• _What this task involves_
Check each line of the entries. Copy the ones that contain the string "classes".

Top of Stored data

PR #932, opened 2022-09-20
fix(nucleus): apply styles on header element

streamside:
## Motivation

Modify container styles to apply directly on container element (instead of being applied to sub elements of the container).

Example **without** the fix. Note that there is no padding below the header:

December 2018

Example **with** the fix. Note the 8px padding below the header:

December 2019

## Requirements checklist

- [x] Api specification
  - [x] Ran `yarn spec`
    - [x] No changes
     ***OR***

### DIFF
--- a/apis/nucleus/src/components/Header.jsx
+++ b/apis/nucleus/src/components/Header.jsx
@@ -14,11 +14,11 @@ const classes = {
 };
 
 const StyledGrid = styled(Grid)(({ theme }) => ({
-  [`& .${classes.containerStyle}`]: {
+  [`&.${classes.containerStyle}`]: {
     flexGrow: 0,
   },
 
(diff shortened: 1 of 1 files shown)


Caele:
I assume this is a big from the MUIv5 conversion, how did you notice it? As in, are we sure that there was a padding there before?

Bottom of Stored data

• _Result below_
@@ -14,11 +14,11 @@ const classes = {
-  [`& .${classes.containerStyle}`]: {
+  [`&.${classes.containerStyle}`]: {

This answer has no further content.